Rio Tinto shows Glencore’s Ivan Glasenberg who knows China best – by James Thomson (Australian Financial Review – September 4, 2015)

http://www.afr.com/

Finally, a little relief for Glencore chief Ivan Glasenberg, who watched the miner’s stock climb 6.6 per cent on Thursday night after two horror days of trading that saw it fall 6.7 per cent and then 8.4 per cent.

Glencore stock has hit record low after record low since Glasenberg delivered the company’s results on August 19. Obviously this has been a period of extreme volatility for global markets, and a global commodities trader with a debt pile of $42.7 billion won’t win any awards for defensive stock of the month. But a 26 per cent fall in 12 days isn’t pretty.

Thursday night’s jump came despite Standard & Poor’s revising its outlook on Glencore to “negative” from “stable” after lowering its price assumptions for aluminium, copper, and other metals, “reflecting a change in market conditions and uncertainties about China’s economic outlook.”

But it did take a little financial show of strength to get the shares moving in the right direction again. On Wednesday Glencore said it would pay back $US350 million ($500 million) of perpetual bonds next month, at the earliest possible date. It was a clever way of showing the company has cash to pay debt as it battles the commodity price slump.

But investors aren’t the only ones applying the blowtorch to Glasenberg.
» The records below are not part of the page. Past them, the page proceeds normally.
PR #276, opened 2020-10-29
style: fixed theming for buttons.

zilaei:
Tried to not change to much other then using our defined theme for coloring.
Removed custom colored buttons from stories, uncertain if these should be allowed.

### DIFF
--- a/source/components/atoms/Button/Button.stories.js
+++ b/source/components/atoms/Button/Button.stories.js
@@ -6,14 +6,6 @@ import Icon from '../Icon';
 import Text from '../Text';
 import Button from './Button';
 
-const CustomButton = styled(Button)`
-  background-color: #afca05;
-`;
-
-const CustomButtonText = styled(Text)`
-  color: #7b075e;
-`;
-
 const Flex = styled.View`
   padding: 8px;
 `;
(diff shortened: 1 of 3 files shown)


source/components/atoms/Button/Button.stories.js
```diff
@@ -48,39 +48,39 @@ storiesOf('Button', module)
...
+  //   <StoryWrapper {...props}>
+  //     <FlexContainer>
+  //       <Flex>
+  //         <CustomButton colorSchema="light" block>
+  //           <CustomButtonText>Button with custom styles</CustomButtonText>
+  //         </CustomButton>
+  //       </Flex>
+  //     </FlexContainer>
+  //   </StoryWrapper>
+  // ))
```
dannil76, line 61: Please remove unused code. Tip, save it in a gist. :)

dannil76 (changes requested):
Minor

TeddyAndersson:
Made some changes in addition to your changes @zilaei, hope you don't mind. The button should now be more in line with the figma design :)

TeddyAndersson:
However we have some additions that we need to make, and i think this is a good case for defining a button object in the theme object. But i do not think these changes is suited for this PR but rather another task. Since it's new styling to the button in general :)

TeddyAndersson (approved):
Looks good to me, good if someone can look over the last changes that i made :)

dannil76 (approved):

zilaei:
@TeddyAndersson: Changes welcomed and accepted! 👍

PR #278, opened 2020-10-30
Feat/dynamic data loading new data structure rebase

jonatanhanson:
This branch is based on dynamicDataLoading so this pull request contains two main features.
- Dynamic data loading: Loads previous case data into new cases
- Implemented new data structure for Cases.

Currently it only works with API branch: https://github.com/helsingborg-stad/helsingborg-io-sls-api/tree/feat/cases-adapt-data-struct

(Best branch name ever)


source/helpers/DataStructure.js
```diff
@@ -0,0 +1,165 @@
...
+
+  Object.entries(data).forEach(answer => {
+    const [fieldId, value] = answer;
+    const { id, type, tags, ...other } = formQuestions.find(element => element.id === fieldId);
+
+    switch (type) {
+      case 'editableList':
+        if (value === undefined) {
+          return;
+        }
```
jwinding, line 51: Can you do this check outside before the switch statement? Since you repeat it for all cases except default, where I'm unsure if it also should be...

On Thursday, Rio Tinto, the company Glencore would like to merge with, fired what many will see as another shot at Glencore.

The battleground? Who can read China the best.

Glasenberg caused quite a stir when he said in August that “at the moment none of us can read China.”

“None of us know what is going on there and I’m yet to find the guy who can predict China correctly. China in the first half was a lot weaker than anyone expected.”